Party Secretary of Jiangsu
- In office September 1993 – December 2000
- Preceded by: Shen Daren
- Succeeded by: Hui Liangyu

Governor of Jiangsu
- In office April 1989 – September 1994
- Preceded by: Gu Xiulian
- Succeeded by: Zheng Silin

Personal details
- Born: 1934 (age 91–92) Nantong, Jiangsu, China
- Party: Chinese Communist Party
- Education: Renmin University of China, Harbin Institute of Technology

= Chen Huanyou =

Chinese politician

Chen Huanyou (陈焕友; born 1934) is a retired Chinese politician who served as Governor and Party Secretary of Jiangsu Province.

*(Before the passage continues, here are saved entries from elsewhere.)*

PR #311114, opened 2024-05-12
nixos/vim: use full path in EDITOR environment variable

amozeo:
## Description of changes

use `/run/current-system/sw/bin/vim` in EDITOR environment variable when user set `programs.vim.defaultEditor` to `true`. This will result in a full path to the vim executable. It is not possible to set that environment variable if vim is not enabled. Previously it was relied of `vim` binary being in PATH, which is not always the case, for example using `nix-shell --pure --keep EDITOR`

related PR: https://github.com/NixOS/nixpkgs/pull/310982

## Things done

- Built on platform(s)
  - [ ] x86_64-linux
  - [ ] aarch64-linux
  - [ ] x86_64-darwin
  - [ ] aarch64-darwin
- For non-Linux: Is sandboxing enabled in `nix.conf`? (See [Nix manual](https://nixos.org/manual/nix/stable/command-ref/conf-file.html))
  - [ ] `sandbox = relaxed`
  - [ ] `sandbox = true`
- [ ] Tested, as applicable:
  - [NixOS test(s)](https://nixos.org/manual/nixos/unstable/index.html#sec-nixos-tests) (look inside [nixos/tests](https://github.com/NixOS/nixpkgs/blob/master/nixos/tests))
  - and/or [package tests](https://github.com/NixOS/nixpkgs/blob/master/pkgs/README.md#package-tests)
  - or, for functions and "core" functionality, tests in [lib/tests](https://github.com/NixOS/nixpkgs/blob/master/lib/tests) or [pkgs/test](https://github.com/NixOS/nixpkgs/blob/master/pkgs/test)
  - made sure NixOS tests are [linked](https://nixos.org/manual/nixpkgs/unstable/#ssec-nixos-tests-linking) to the relevant packages
- [ ] Tested compilation of all packages that depend on this change using `nix-shell -p nixpkgs-review --run "nixpkgs-review rev HEAD"`. Note: all changes have to be committed, also see [nixpkgs-review usage](https://github.com/Mic92/nixpkgs-review#usage)
- [ ] Tested basic functionality of all binary files (usually in `./result/bin/`)
[...]

PR #310982, opened 2024-05-12
nixos/neovim: use full path in EDITOR environment variable

amozeo:
## Description of changes

use `/run/current-system/sw/bin/nvim` in EDITOR environment variable when user set `programs.neovim.defaultEditor` to `true`. This will result in a full path to the nvim executable. It is not possible to set that environment variable if nvim is not enabled. Previously it was relied of `nvim` binary being in PATH, which is not always the case, for example using `nix-shell --pure --keep EDITOR`

## Things done

- Built on platform(s)
  - [ ] x86_64-linux
  - [ ] aarch64-linux
  - [ ] x86_64-darwin
  - [ ] aarch64-darwin
- For non-Linux: Is sandboxing enabled in `nix.conf`? (See [Nix manual](https://nixos.org/manual/nix/stable/command-ref/conf-file.html))
  - [ ] `sandbox = relaxed`
  - [ ] `sandbox = true`
- [ ] Tested, as applicable:
  - [NixOS test(s)](https://nixos.org/manual/nixos/unstable/index.html#sec-nixos-tests) (look inside [nixos/tests](https://github.com/NixOS/nixpkgs/blob/master/nixos/tests))
  - and/or [package tests](https://github.com/NixOS/nixpkgs/blob/master/pkgs/README.md#package-tests)
  - or, for functions and "core" functionality, tests in [lib/tests](https://github.com/NixOS/nixpkgs/blob/master/lib/tests) or [pkgs/test](https://github.com/NixOS/nixpkgs/blob/master/pkgs/test)
  - made sure NixOS tests are [linked](https://nixos.org/manual/nixpkgs/unstable/#ssec-nixos-tests-linking) to the relevant packages
- [ ] Tested compilation of all packages that depend on this change using `nix-shell -p nixpkgs-review --run "nixpkgs-review rev HEAD"`. Note: all changes have to be committed, also see [nixpkgs-review usage](https://github.com/Mic92/nixpkgs-review#usage)
- [ ] Tested basic functionality of all binary files (usually in `./result/bin/`)
- [24.05 Release Notes](https://github.com/NixOS/nixpkgs/blob/master/nixos/doc/manual/release-notes/rl-2405.section.md) (or backporting [23.05](https://github.com/NixOS/nixpkgs/blob/master/nixos/doc/manual/release-notes/rl-2305.section.md) and [23.11](https://github.com/NixOS/nixpkgs/blob/master/nixos/doc/manual/release-notes/rl-2311.section.md) Release notes)
[...]

PR #311157, opened 2024-05-12
nixos/emacs: use full path in EDITOR environment variable

amozeo:
## Description of changes

use `/run/current-system/sw/bin/emacseditor` in EDITOR environment variable when user set `services.emacs.defaultEditor` to `true`. This will result in a full path to the emacseditor executable. It is not possible to set that environment variable if emacs service is not enabled. Previously it was relied of `emacseditor` binary being in PATH, which is not always the case, for example using `nix-shell --pure --keep EDITOR`

related PRs: https://github.com/NixOS/nixpkgs/pull/310982 https://github.com/NixOS/nixpkgs/pull/311114

## Things done

- Built on platform(s)
  - [ ] x86_64-linux
  - [ ] aarch64-linux
  - [ ] x86_64-darwin
  - [ ] aarch64-darwin
  - [ ] `sandbox = relaxed`
  - [ ] `sandbox = true`
- [ ] Tested, as applicable:

---

### DIFF
--- a/nixos/modules/services/editors/emacs.nix
+++ b/nixos/modules/services/editors/emacs.nix
@@ -85,7 +85,7 @@ in
 
     environment.systemPackages = [ cfg.package editorScript ];
 
-    environment.variables.EDITOR = mkIf cfg.defaultEditor (mkOverride 900 "emacseditor");
+    environment.variables.EDITOR = mkIf cfg.defaultEditor (mkOverride 900 "/run/current-system/sw/bin/emacseditor");
   };
 
   meta.doc = ./emacs.md;


Qyriad (approved):
Seems reasonable. Plenty of stuff in NixOS assumes `/run/current-system`, though I don't see any existing uses in this kind of environment variable specifically.

jian-lin (dismissed):
LGTM

Atemu (changes requested):
I'm not convinced this is a good idea as this breaks the principle of least surprise. When I run `nix-shell -p emacs -I nixpkgs=...`, I'd expect any command using `$EDITOR` to use the emacs from the Nix shell.

`nix-shell --pure --keep EDITOR` is a contrived example and I'd actually expect it to behave exactly the way it does right now. If your `$PATH` is broken, that's not a problem that the system-wide env var config should need to solve.

Could you point to an actual issue which would be solved by this?

jian-lin:
> When I run nix-shell -p emacs -I nixpkgs=..., I'd expect any command using $EDITOR to use the emacs from the Nix shell

This is a valid argument for other editors such as `vim`.

But it is not valid in this case because `EDITOR=emacseditor` is a wrapper for `emacsclient` which talks to an Emacs daemon.  If you use `emacsclient` in that `nix-shell` environment, talking to **the** Emacs daemon is a reasonable behaviour.

Atemu:
That is a good point and for the Emacs part, I'd agree. If there is only supposed to be a single instance of something, that instance should also be used. For the case of `emacsclient`, I'd absolutely agree. However, the `emacseditor` script also contains `--alternate-editor` which points at an absolute emacs path again.

Much more of an edge-case but the problem is still evident.

amozeo:
I have created an issue https://github.com/NixOS/nixpkgs/issues/311207 which should be a good place for discussion.

> Let's discuss whether this is a good policy first.
@Atemu [here](https://github.com/NixOS/nixpkgs/pull/310982#pullrequestreview-2052706455)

Chen was born in Nantong, Jiangsu. In March 1950, he entered PLA's Northeast University of Military and Politics and served in the army. In 1952, he enrolled at the industrial economics department of Renmin University of China, and later at engineering economics department at Harbin Institute of Technology.

He was elected governor of Jiangsu in April 1989. He became the secretary of Jiangsu Provincial Committee of the Chinese Communist Party in September 1993.

He was a member of the 14th and 15th Central Committee of the Chinese Communist Party.

His major works include "Practices and Thoughts on Jiangsu's Modern Construction", "Introduction to Jiangsu by Chen Huanyou" and "Ten-year Exploration in Jiangsu's Modern Construction".